# WHAT YOU SHOULD DO
All that should appear is the run of lines from the one containing "I’ll bump revisions" through the end of the records, each repeated exactly.

# RECORDS FOR THIS EXERCISE
——————————

PR #16724, opened 2022-11-18
qt*-qttranslations: remove qttools dependency

catap:
#### Description

qttranslations is a port which contains only .qm files; this ports is runtime dependency for near of all Qt-based applications like wireshark. qttools depends on clang because qdoc uses it to parce C++ files. That makes wireshark to depends on clang via qttranslations.

Fixed this insanity.

###### Type(s)

- [x] bugfix

###### Tested on

macOS 12.6 21G115 x86_64
Xcode 14.1 14B47b

as removing `qt*-qttools` and running `LC_ALL=ru_RU open /Applications/MacPorts/Wireshark.app` and `LC_ALL=de_DE open /Applications/MacPorts/Wireshark.app` to confirm that different locales are working.

and as `port build qt5-qttranslations` and `port build qt6-qttranslations` to confirm that build dependency to `qttools` is required and working.

###### Verification 
Have you

### DIFF
--- a/aqua/qt5/Portfile
+++ b/aqua/qt5/Portfile
@@ -631,12 +631,12 @@ array set modules {
             1634516
         }
         ""
+        "port:qt5-qttools"
         ""
-        "qttools"
         {"translation files"}
         ""
         "variant overrides: ~examples ~tests ~debug noarch ~docs"
-        "revision 0"
+        "revision 1"
         "License: "
     }
     qtvirtualkeyboard {
--- a/aqua/qt511/Portfile
+++ b/aqua/qt511/Portfile
@@ -547,12 +547,12 @@ array set modules {
             1424160
         }
         ""
+        "port:qt511-qttools"
         ""
-        "qttools"
         {"translation files"}
         ""
         "variant overrides: ~examples ~tests ~debug noarch ~docs"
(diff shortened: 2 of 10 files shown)


MarcusCalhoun-Lopez:
Please forgive me for not commenting on this pull request sooner.
Doesn't the revision of each `qttranslations` need to be increased since a dependency goes from library to build?

catap:
@MarcusCalhoun-Lopez np, anyway you have raised a good question.

This commit helps me to avoid dependency without any revbump. So, I really not sure about that. Base on https://guide.macports.org/#reference.keywords I think that it should be merged without increase dependency because library dependency is useless for that case.

MarcusCalhoun-Lopez:
My understanding is that a revision increase is warranted because the port is changed on the user's machine.
E.g., `port uninstall qt5-qttools` would behave differently for users who installed qt5-qttranslations before and after the change.

catap:
Ok, let’s be on the safe side of the moon.

I’ll bump revisions in couple hours when I’ll be back to the computer

catap:
@MarcusCalhoun-Lopez here it is

MarcusCalhoun-Lopez:
Thank you.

——————————

# EXERCISE RESPONSE
I’ll bump revisions in couple hours when I’ll be back to the computer

catap:
@MarcusCalhoun-Lopez here it is

MarcusCalhoun-Lopez:
Thank you.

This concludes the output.